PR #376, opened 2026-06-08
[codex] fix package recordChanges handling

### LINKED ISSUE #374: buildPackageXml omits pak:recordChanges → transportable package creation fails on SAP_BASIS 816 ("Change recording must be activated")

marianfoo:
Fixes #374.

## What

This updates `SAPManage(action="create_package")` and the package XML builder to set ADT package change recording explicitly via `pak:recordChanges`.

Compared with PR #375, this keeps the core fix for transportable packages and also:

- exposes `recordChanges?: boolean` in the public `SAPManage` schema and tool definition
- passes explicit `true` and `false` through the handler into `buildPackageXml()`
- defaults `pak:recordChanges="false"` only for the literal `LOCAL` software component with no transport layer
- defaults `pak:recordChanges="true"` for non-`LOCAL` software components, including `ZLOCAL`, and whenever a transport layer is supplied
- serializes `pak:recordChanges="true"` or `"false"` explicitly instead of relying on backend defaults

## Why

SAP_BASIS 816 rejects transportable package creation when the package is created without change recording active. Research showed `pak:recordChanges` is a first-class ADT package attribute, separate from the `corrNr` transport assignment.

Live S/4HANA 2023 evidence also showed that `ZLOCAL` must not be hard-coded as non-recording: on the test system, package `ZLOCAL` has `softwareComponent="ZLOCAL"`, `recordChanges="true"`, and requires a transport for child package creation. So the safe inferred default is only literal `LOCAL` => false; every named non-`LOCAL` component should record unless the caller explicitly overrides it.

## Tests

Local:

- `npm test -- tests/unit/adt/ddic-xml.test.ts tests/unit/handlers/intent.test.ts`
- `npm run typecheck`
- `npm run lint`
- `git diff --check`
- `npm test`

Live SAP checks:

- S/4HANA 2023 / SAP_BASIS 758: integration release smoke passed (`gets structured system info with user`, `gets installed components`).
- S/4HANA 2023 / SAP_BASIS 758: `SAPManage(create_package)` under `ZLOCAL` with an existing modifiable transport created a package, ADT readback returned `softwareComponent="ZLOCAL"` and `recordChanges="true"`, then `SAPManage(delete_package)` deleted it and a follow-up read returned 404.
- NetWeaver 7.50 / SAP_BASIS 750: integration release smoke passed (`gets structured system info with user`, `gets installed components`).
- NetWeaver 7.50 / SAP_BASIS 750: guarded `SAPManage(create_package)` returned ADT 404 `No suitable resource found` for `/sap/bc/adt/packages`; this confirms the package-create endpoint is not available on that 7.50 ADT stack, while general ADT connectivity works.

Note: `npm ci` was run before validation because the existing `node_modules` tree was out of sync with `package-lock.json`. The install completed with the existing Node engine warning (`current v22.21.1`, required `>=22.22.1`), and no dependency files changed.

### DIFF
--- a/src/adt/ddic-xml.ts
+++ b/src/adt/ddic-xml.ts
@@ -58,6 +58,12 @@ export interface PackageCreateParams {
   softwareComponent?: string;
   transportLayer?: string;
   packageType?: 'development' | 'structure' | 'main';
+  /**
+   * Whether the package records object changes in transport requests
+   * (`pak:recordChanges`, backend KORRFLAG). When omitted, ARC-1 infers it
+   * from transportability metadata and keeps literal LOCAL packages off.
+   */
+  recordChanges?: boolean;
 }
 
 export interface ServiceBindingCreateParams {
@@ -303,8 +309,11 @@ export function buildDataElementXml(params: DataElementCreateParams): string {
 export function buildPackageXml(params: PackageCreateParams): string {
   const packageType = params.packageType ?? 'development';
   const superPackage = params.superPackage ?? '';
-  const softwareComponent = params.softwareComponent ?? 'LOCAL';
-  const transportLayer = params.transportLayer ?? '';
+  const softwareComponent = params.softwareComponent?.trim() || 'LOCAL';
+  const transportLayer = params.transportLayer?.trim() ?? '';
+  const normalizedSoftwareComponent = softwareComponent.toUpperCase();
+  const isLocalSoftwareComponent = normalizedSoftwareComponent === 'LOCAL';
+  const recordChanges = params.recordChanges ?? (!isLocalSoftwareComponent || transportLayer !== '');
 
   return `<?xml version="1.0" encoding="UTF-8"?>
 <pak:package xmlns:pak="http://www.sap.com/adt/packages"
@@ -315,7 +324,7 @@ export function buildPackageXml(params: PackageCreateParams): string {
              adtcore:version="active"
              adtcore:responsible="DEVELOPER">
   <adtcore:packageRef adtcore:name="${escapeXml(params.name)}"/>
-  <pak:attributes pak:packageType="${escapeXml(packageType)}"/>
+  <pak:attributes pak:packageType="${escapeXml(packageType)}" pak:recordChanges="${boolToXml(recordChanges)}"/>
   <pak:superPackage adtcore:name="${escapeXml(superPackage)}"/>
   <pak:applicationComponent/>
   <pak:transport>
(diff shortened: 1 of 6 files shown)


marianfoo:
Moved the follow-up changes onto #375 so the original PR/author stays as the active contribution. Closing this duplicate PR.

┄┄┄┄┄┄┄┄┄┄┄┄┄┄┄┄┄┄┄┄

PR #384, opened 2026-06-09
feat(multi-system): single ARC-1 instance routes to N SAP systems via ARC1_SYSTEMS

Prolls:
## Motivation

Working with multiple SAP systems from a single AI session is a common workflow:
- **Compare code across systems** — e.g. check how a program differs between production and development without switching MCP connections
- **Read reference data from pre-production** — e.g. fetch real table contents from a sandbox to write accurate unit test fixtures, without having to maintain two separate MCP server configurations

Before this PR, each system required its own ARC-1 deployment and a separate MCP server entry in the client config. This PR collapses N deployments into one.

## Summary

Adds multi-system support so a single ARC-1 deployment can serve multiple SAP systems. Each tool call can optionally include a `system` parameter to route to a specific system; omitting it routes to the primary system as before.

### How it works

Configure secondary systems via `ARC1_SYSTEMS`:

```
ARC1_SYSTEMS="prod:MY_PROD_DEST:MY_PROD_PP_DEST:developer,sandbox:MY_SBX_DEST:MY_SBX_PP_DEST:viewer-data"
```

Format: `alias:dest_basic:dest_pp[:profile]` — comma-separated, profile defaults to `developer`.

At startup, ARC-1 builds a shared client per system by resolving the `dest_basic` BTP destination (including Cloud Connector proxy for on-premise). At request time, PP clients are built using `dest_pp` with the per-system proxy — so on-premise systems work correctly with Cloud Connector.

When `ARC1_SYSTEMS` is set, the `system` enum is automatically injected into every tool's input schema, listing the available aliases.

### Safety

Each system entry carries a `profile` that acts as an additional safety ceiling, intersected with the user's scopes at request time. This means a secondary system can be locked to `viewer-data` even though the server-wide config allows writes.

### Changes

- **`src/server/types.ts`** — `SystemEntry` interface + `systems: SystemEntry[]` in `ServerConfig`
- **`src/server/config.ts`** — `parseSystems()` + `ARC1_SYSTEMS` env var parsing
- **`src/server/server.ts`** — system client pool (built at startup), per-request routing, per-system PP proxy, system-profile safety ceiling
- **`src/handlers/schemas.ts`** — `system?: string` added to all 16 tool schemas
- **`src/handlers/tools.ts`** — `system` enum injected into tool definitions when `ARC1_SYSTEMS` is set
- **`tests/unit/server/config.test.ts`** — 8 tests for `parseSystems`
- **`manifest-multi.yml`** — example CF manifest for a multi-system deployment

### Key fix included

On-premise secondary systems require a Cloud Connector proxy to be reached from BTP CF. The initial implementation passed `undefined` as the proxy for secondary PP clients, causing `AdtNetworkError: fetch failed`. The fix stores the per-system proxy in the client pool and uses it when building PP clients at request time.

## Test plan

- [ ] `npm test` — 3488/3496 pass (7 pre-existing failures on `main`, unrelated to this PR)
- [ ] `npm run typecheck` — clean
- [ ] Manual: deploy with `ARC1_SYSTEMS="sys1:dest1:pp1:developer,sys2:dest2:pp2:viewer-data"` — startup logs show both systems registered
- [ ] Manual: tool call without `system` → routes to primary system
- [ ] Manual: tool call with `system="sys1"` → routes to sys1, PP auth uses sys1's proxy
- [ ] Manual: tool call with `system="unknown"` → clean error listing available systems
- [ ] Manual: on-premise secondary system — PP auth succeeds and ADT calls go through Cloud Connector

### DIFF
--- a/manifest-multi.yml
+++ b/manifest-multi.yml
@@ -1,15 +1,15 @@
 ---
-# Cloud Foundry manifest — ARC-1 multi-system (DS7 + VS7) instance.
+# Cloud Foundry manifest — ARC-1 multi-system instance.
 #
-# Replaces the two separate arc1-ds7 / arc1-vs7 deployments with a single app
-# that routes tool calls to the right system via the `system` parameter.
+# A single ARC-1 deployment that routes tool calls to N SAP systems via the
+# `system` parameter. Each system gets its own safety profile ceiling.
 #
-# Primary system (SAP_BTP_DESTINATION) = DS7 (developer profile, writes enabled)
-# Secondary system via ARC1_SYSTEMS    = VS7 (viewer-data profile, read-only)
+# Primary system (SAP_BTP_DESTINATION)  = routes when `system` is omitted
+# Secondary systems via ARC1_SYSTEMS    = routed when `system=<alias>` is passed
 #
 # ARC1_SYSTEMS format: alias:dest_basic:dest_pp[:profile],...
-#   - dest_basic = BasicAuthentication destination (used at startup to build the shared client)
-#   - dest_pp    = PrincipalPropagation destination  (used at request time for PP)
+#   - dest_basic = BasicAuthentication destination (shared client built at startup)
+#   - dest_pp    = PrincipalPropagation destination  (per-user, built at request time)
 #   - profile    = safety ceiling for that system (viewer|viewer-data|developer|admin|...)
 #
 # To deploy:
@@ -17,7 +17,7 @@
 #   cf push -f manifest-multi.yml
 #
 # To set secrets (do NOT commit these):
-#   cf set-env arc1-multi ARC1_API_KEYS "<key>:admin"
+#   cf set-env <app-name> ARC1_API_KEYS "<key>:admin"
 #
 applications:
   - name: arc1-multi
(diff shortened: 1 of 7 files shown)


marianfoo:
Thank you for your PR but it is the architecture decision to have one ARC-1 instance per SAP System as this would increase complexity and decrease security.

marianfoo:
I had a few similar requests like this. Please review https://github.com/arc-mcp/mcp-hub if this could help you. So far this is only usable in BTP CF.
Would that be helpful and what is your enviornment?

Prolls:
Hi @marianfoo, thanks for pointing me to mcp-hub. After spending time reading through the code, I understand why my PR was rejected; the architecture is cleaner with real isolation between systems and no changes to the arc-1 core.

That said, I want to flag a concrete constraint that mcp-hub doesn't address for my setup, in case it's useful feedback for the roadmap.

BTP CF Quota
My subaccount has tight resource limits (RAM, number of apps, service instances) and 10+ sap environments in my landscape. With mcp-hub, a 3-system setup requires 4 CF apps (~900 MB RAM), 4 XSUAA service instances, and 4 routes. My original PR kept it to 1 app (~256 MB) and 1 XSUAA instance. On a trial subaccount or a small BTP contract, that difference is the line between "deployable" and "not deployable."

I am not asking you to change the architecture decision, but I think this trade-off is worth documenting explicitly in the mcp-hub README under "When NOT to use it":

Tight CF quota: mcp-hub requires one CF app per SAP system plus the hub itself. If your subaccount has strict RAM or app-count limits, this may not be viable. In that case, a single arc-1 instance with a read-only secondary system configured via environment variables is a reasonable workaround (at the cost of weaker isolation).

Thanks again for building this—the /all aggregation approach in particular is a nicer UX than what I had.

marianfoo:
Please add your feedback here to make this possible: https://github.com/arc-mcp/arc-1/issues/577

┄┄┄┄┄┄┄┄┄┄┄┄┄┄┄┄┄┄┄┄

- **Exercise**
From the records above, retype only the lines starting at the line that contains "PR #376, opened 2026-06-08" and ending at the line that contains "Compared with PR", both included.

- **Completed task**
PR #376, opened 2026-06-08
[codex] fix package recordChanges handling

### LINKED ISSUE #374: buildPackageXml omits pak:recordChanges → transportable package creation fails on SAP_BASIS 816 ("Change recording must be activated")

marianfoo:
Fixes #374.

## What

This updates `SAPManage(action="create_package")` and the package XML builder to set ADT package change recording explicitly via `pak:recordChanges`.

Compared with PR #375, this keeps the core fix for transportable packages and also:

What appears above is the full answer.